NAS-FPN: Learning Scalable Feature Pyramid Architecture for Object Detection
This work addresses the need for automated and efficient feature pyramid designs in object detection, offering incremental improvements in accuracy and speed for applications like mobile vision.
The paper tackles the problem of manually designing feature pyramid networks for object detection by using Neural Architecture Search to discover a scalable architecture, NAS-FPN, which improves mobile detection accuracy by 2 AP and achieves 48.3 AP with less computation time than Mask R-CNN.
Current state-of-the-art convolutional architectures for object detection are manually designed.
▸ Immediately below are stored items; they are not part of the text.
Issue #382, opened 2026-05-03
fix(github-scan): drop `AUTO_REVERT_MIN_BODY_CHARS` guard — blocks LGTM and short Chinese replies


serenakeyitan:
## Problem

`auto-revert.ts` filters qualifying human comments with a hardcoded `> 20 chars (trimmed)` guard, originally added in #358 to avoid spurious re-dispatch on tiny acks like 👍 or `"ok"`. In practice this guard is too aggressive and creates real false negatives:

- **English short approvals are blocked.** `LGTM` (4 chars), `go ahead` (8), `approved` (8), `LGTM, ship it` (13) — all standard code-review approve signals. Author replies "LGTM, please proceed", daemon ignores it, PR stays stuck in `github-scan:human`.
- **Cross-language inconsistency.** 20 ASCII chars ≈ 4-5 English words ≈ a single short sentence. 20 Chinese chars ≈ 20 汉字 ≈ a paragraph. A Chinese user has to write substantially more to trigger the same auto-revert path. `"请继续推进"` (5 汉字) is a complete, intentional approve — silently dropped.
- **Hardcoded, not configurable.** Operators can't tune it for their team's writing style.

The guard's stated goal — *"don't re-fire on emoji acks"* — is already covered by the fact that **reactions are not comments** in GitHub's API. Reactions go through `/issues/{n}/reactions`, not `/issues/{n}/comments`. `fetchIssueComments` never sees them.

So the guard is solving a problem that doesn't exist in practice, while creating real false negatives.

## Proposal

**Drop the body-length guard entirely.** Keep the two essential guards:

1. `comment.user.login !== agentLogin` — prevents the agent from re-triggering on its own comments.
2. `comment.created_at > labelAppliedAt` — prevents pre-label comments from triggering on stale state.

These two are sufficient. The trade-off:

- ✅ `LGTM`, `go ahead`, `请继续`, etc. now trigger — correct.
- ⚠️ Tiny reactive replies (`"ok"`, `"thx"`) will trigger one re-dispatch each. The agent looks at the PR, sees there's nothing to act on, re-applies `github-scan:human`. One wasted dispatch cycle, ~30s. Acceptable cost — much smaller than the current "wait forever" failure mode.

## Acceptance criteria

- [ ] `AUTO_REVERT_MIN_BODY_CHARS` removed from `auto-revert.ts` (the constant and its usage).
[...]

PR #384, opened 2026-05-03
fix(github-scan): drop AUTO_REVERT_MIN_BODY_CHARS guard (#382)

serenakeyitan:
## Summary

Drops the hardcoded `body.trim().length > 20` filter from `shouldAutoRevertHuman` in `packages/github-scan/src/github-scan/engine/runtime/auto-revert.ts`. That guard was producing real false negatives for legitimate short approvals — `LGTM` (4 chars), `go ahead` (8), `请继续推进` (5 汉字) — which left PRs stuck in `github-scan:human` even after the human had explicitly said "go".

The original rationale for the guard ("filter emoji acks") is moot: GitHub reactions are not comments in the REST API and never reach `fetchIssueComments`, so the guard was solving a problem that doesn't exist while creating one that does.

The two essential guards remain:
1. `comment.user.login !== agentLogin` — own-comment filter.
2. `comment.created_at > labelAppliedAt` — strictly-after-label filter.

Trade-off: tiny reactive replies like `ok`/`thx` will now trigger one wasted re-dispatch (~30s) before the agent re-applies `github-scan:human`. Acceptable cost vs. the current "wait forever" failure mode.

## Test changes

- Updated `(b) short ack` case: now asserts a short post-label reply **does** trigger revert (was: does not).
- Added `(b1)`: `LGTM` from non-agent user, post-label → triggers revert.
- Added `(b2)`: `请继续推进` (5 Chinese chars) from non-agent user, post-label → triggers revert.
- Updated module/test docstrings to describe the new three-guard list.
- Existing author-guard, case-insensitivity, timestamp-guard, pre-label, pagination, and driver-end-to-end tests unchanged and still pass.

## Verification

- `pnpm --filter github-scan test` → 35 files / 475 tests passed.
- `pnpm lint` → clean.
- `pnpm typecheck` → clean.
- `pnpm -r test` → green (note: the unrelated `github-scan-statusline` cold-start perf test is flaky under load and occasionally trips its 200ms cap; passes consistently in isolation).

Per the issue, no live E2E was required — this is a pure unit-level removal of a gate; behaviour is identical to the existing tested code paths just without the char filter.

## Test plan

- [x] Unit tests pass (`pnpm --filter github-scan test`)
- [x] Lint + typecheck clean
- [x] Existing acceptance tests for #358 still pass (own-comment, reaction-empty, pre-label, strict-inequality, case-insensitive)

Refs #382
cc @bingran-you


bingran-you (approved):
No blocking findings. The behavior change matches issue #382, and the added coverage exercises the new short-reply cases directly.

I couldn't rerun the package tests in this workspace because dependencies are not installed here (`tsdown: command not found`), so I'm relying on the green CI checks for execution verification.

serenakeyitan:
Thanks for the review @bingran-you! CI is green and we have approval — ready to merge. The branch protection policy is currently blocking the merge, so this will need an admin merge or an additional required approval to land.

Issue #395, opened 2026-05-03
fix(cli): suppress react-devtools-core unresolved-import warning during build


serenakeyitan:
## Problem

Every \`pnpm --filter first-tree build\` prints:

\`\`\`
[UNRESOLVED_IMPORT] Warning: Could not resolve 'react-devtools-core' in
.../node_modules/.pnpm/ink@7.0.1_.../node_modules/ink/build/devtools.js
Module not found, treating it as an external dependency
\`\`\`

\`react-devtools-core\` is a development-only optional dep of \`ink\`. The bundler treats it as external (correct), but the warning is alarming to anyone watching install/build output — especially during \`first-tree github scan install\` where it scrolls past mid-flow.

## Proposal

Configure tsdown / rolldown in \`apps/cli/\` to either:
1. Mark \`react-devtools-core\` as a known external (silences the warning), OR
2. Suppress unresolved-import warnings for known-optional deps.

## Refs

Surfaced by E2E onboarding test for the menu-bar tray on \`feat/tray\` branch.

cc @bingran-you

serenakeyitan:
Tracked under design proposal #408 / implementation PR #409.

serenakeyitan:
Implemented and shipped via #396.

PR #396, opened 2026-05-03
fix(cli): mark react-devtools-core as external to suppress build warning (#395)

serenakeyitan:
## Summary

Rolldown was emitting an `[UNRESOLVED_IMPORT]` warning on every CLI build:

```
ink/build/devtools.js (7:21) Warning: Could not resolve 'react-devtools-core'
```

`react-devtools-core` is an optional dev-only dep of `ink` that is never reachable at runtime in our CLI. The cleanest fix is to mark it as a known external in the bundler config so rolldown stops warning about it.

## Change

`apps/cli/tsdown.config.ts` — add `"react-devtools-core"` to the main bundle's `external` array.

## Verification

- `pnpm --filter first-tree build` — no longer prints the `UNRESOLVED_IMPORT` warning.
- `node apps/cli/dist/index.js --version` — returns `0.4.0-alpha.1`.

Refs #395

cc @bingran-you


bingran-you (approved):
LGTM. Small, surgical fix that does exactly what issue #395 proposes (option 1): marking `react-devtools-core` as a known external in the main CLI bundle so rolldown stops emitting the `UNRESOLVED_IMPORT` warning. The inline comment explains the reasoning well, and scoping the change to just the main bundle (not the statusline entry, which doesn't pull in ink) is the right call.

Here we aim to learn a better architecture of feature pyramid network for object detection. We adopt Neural Architecture Search and discover a new feature pyramid architecture in a novel scalable search space covering all cross-scale connections. The discovered architecture, named NAS-FPN, consists of a combination of top-down and bottom-up connections to fuse features across scales. NAS-FPN, combined with various backbone models in the RetinaNet framework, achieves better accuracy and latency tradeoff compared to state-of-the-art object detection models. NAS-FPN improves mobile detection accuracy by 2 AP compared to state-of-the-art SSDLite with MobileNetV2 model in [32] and achieves 48.3 AP which surpasses Mask R-CNN [10] detection accuracy with less computation time.